*What you are asked to do*: Go through the records below and show every line with the string "toggle".

*Data for processing*:
::::::::

PR #1413, opened 2021-05-26
core: add `as_str()` for `Level`

Folyd:
## Motivation

Get the string representation of the `Level` is quite a common usecase.
Without this method, I normally need to implement it by myself, which is fairly noisy.

```rust
#[inline]
fn level_to_str(level: &tracing::Level) -> &'static str {
    match *level {
        tracing::Level::TRACE => "TRACE",
        tracing::Level::DEBUG => "DEBUG",
        tracing::Level::INFO => "INFO",
        tracing::Level::WARN => "WARN",
        tracing::Level::ERROR => "ERROR"
    }
}
```

## Solution

Add an `as_str()` method for `Level`. Similar to [log::Level::as_str()](https://docs.rs/log/0.4.14/log/enum.Level.html#method.as_str).

### DIFF
--- a/tracing-core/src/metadata.rs
+++ b/tracing-core/src/metadata.rs
@@ -283,6 +283,19 @@ impl Level {
     ///
     /// Designates very low priority, often extremely verbose, information.
     pub const TRACE: Level = Level(LevelInner::Trace);
+
+    /// Get the string representation of the `Level`.
+    ///
+    /// This returns the same string as the `fmt::Display` implementation.
+    pub fn as_str(&self) -> &str {
+        match *self {
+            Level::TRACE => "TRACE",
+            Level::DEBUG => "DEBUG",
+            Level::INFO => "INFO",
+            Level::WARN => "WARN",
+            Level::ERROR => "ERROR",
+        }
+    }
 }
 
 impl fmt::Display for Level {
--- a/tracing-core/src/metadata.rs
+++ b/tracing-core/src/metadata.rs
@@ -284,10 +284,10 @@ impl Level {
     /// Designates very low priority, often extremely verbose, information.
     pub const TRACE: Level = Level(LevelInner::Trace);
 
-    /// Get the string representation of the `Level`.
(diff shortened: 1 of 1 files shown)


tracing-core/src/metadata.rs
```diff
@@ -283,6 +283,19 @@ impl Level {
     ///
     /// Designates very low priority, often extremely verbose, information.
     pub const TRACE: Level = Level(LevelInner::Trace);
+
+    /// Get the string representation of the `Level`.
+    ///
+    /// This returns the same string as the `fmt::Display` implementation.
+    pub fn as_str(&self) -> &str {
```
hawkw, line 290: should this return an `&'static str`? i don't think there's really any reason for it to ever need to return a string that isn't valid for the `'static` lifetime, so it may as well be?

```suggestion
    pub fn as_str(&self) -> &'static str {
```

tracing-core/src/metadata.rs
```diff
@@ -283,6 +283,19 @@ impl Level {
     ///
     /// Designates very low priority, often extremely verbose, information.
     pub const TRACE: Level = Level(LevelInner::Trace);
+
+    /// Get the string representation of the `Level`.
```
hawkw, line 287: this is admittedly quite nitpicky, but in general, i think "get" should be preferred only for functions that do some kind of lookup or data structure access. I'd say
```suggestion
    /// Returns the string representation of the `Level`.
```

hawkw (approved):
i'm not *totally* sure what need this meets that isn't already met by the `fmt::Display` implementation, but i'm fine with merging it, especially since the `log` crate does this. 

i had a couple small suggestions, let me know what you think?

Folyd:
Thanks, @hawkw. 

The main reason I need `as_str()` is that I don't wanna pay for an owned string via `level.to_string().as_str()` in order to get the plain string representation of a level. 

I also backported this PR to `v0.1.x`, see #1416.

PR #1414, opened 2021-05-26
opentelemetry: Fix example in README.md

lilymara-onesignal:
The example code for `tracing-opentelemetry` in the README.md file was based on
older versions of `tracing`, `tracing-opentelemetry` and `opentelemetry`. It
did not compile with the latest versions of these crates.

## Motivation

Developers should be able to copy/paste example code and it should work.

## Solution

Following some type renames allows this code to work.


jtescher (approved):
LGTM

davidbarsky:
Apologies for the delay in reviewing this, @lilymara-onesignal. The v0.1.x branch (https://github.com/tokio-rs/tracing/tree/v0.1.x/tracing-opentelemetry) _does_ have the correct documentation. Would it be helpful if we made that the primary branch in this repo, for documentation purposes?

(No promises that it can be done; there are some potential gotchas with our CI system.)

mikethetike:
Yeah, I think it would help making that the default branch

tekul:
Hi. I ran into this today when following the example code from crates.io. Could this not be merged as it seems to be a  non-invasive change which only touches the README and brings the example code up to date so that it compiles? As far as I can see, the version on the 0.1.x branch referred to above also contains the same errors.

bryangarza:
I think we can merge this PR, right @hawkw?

tracing-opentelemetry/README.md
```diff
@@ -59,24 +59,24 @@ The crate provides the following types:
...
-    let telemetry = tracing_opentelemetry::subscriber().with_tracer(tracer);
+    let telemetry = tracing_opentelemetry::layer().with_tracer(tracer);
 
     // Use the tracing subscriber `Registry`, or any other subscriber
     // that impls `LookupSpan`
     let collector = Registry::default().with(telemetry);
 
     // Trace executed code
-    tracing::collect::with_default(collector, || {
+    tracing::subscriber::with_default(collector, || {
```
hawkw, line 79: this is changing the version on the master branch (v0.2.x) to use the released `tracing` version (v0.1.x)'s naming scheme. I don't think this is correct to do. Instead, we should base this PR against the `v0.1.x` branch.

hawkw:
I changed the base branch to `v0.1.x` but it looks like the PR branch needs to be rebased. I'll fix that in a moment.

bryangarza:
Since we have the new PR, I will close this.

PR #1422, opened 2021-06-04
subscriber: Stop using prelude imports in doctests

jplatte:
## Motivation

I dislike using `*` imports in my code, so I'm not using prelude modules provided by libraries. With the way the examples in the `tracing-subscriber` docs are currently set up, there is no hint on where some methods are coming from. Just removing the prelude import unfortunately doesn't lead to a solution. The compiler prefers the prelude re-export:

```
    = help: items from traits can only be used if the trait is in scope
help: the following trait is implemented but not in scope; perhaps add a `use` for it:
    |
3   | use crate::tracing_subscriber::prelude::__tracing_subscriber_SubscriberExt;
    |
```

## Solution

Use the traits directly in the documentation examples.

### DIFF
--- a/examples/examples/toggle-subscribers.rs
+++ b/examples/examples/toggle-subscribers.rs
@@ -11,7 +11,7 @@
 ///
 use clap::{App, Arg};
 use tracing::info;
-use tracing_subscriber::{prelude::__tracing_subscriber_SubscriberExt, util::SubscriberInitExt};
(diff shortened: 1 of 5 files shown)


hawkw (approved):

jplatte:
CI jobs need re-approval to run.

jplatte:
Related: https://github.com/rust-lang/rust/issues/86035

::::::::

*Task output*:
--- a/examples/examples/toggle-subscribers.rs
+++ b/examples/examples/toggle-subscribers.rs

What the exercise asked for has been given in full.